Giovanni Antonini & Kammerorchester Basel - Haydn 2032, Vol. 6: Lamentatione - Financial Times
For most of us a standard diary, or a five-year one at best, is sufficient for booking engagements. Imagine having one’s work schedule planned as far ahead as 2032.
That year will mark the 300th anniversary of Haydn’s birth, and the Joseph Haydn Stiftung of Basel and Alpha recording label have jointly committed themselves to recording a complete cycle of the composer’s symphonies in time for the celebrations. Their performing colleague on this lengthy journey is the conductor Giovanni Antonini, working with two orchestras, his own Il Giardino Armonico and the Kammerorchester Basel.
Will they all still be as keen at the end? The answer is surely yes: if there is one composer who is guaranteed to be life-sustaining, it is the ever-uplifting Haydn. There are barely two of his 104 symphonies that are the same.
Unlike other intrepid performers, such as Antal Dorati and Adam Fischer, who have made an expedition to this symphonic summit, Antonini is progressing one disc at a time.
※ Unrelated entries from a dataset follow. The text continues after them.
PR #728, opened 2021-06-12
refactor(constructor-super): reimplement with ast-view

magurotuna:
Reimplements `constructor-super` with ast-view.


bartlomieju (approved):
Net lines removed = great PR. LGTM!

Each has a programme assembled around one of the symphonies with a nickname so as to attract buyers. This volume, entitled “Lamentatione”, gathers together four symphonies, headed by No. 26 bearing that title. Antonini’s way with Haydn is engagingly lithe and buoyant, midway between elegance and bravura, and rendered by the Kammerorchester Basel, playing here on period instruments, with eager concentration.
The largest of the symphonies in this selection is No. 79 in F, rooted in dance rhythms; the smallest is the early Symphony No. 3. The main event, though, is the neat pairing of the Symphony No. 30, “Alleluia”, and Symphony No. 26, “Lamentatione”, each of them weaving in ideas from sacred music, which Haydn typically makes very much his own.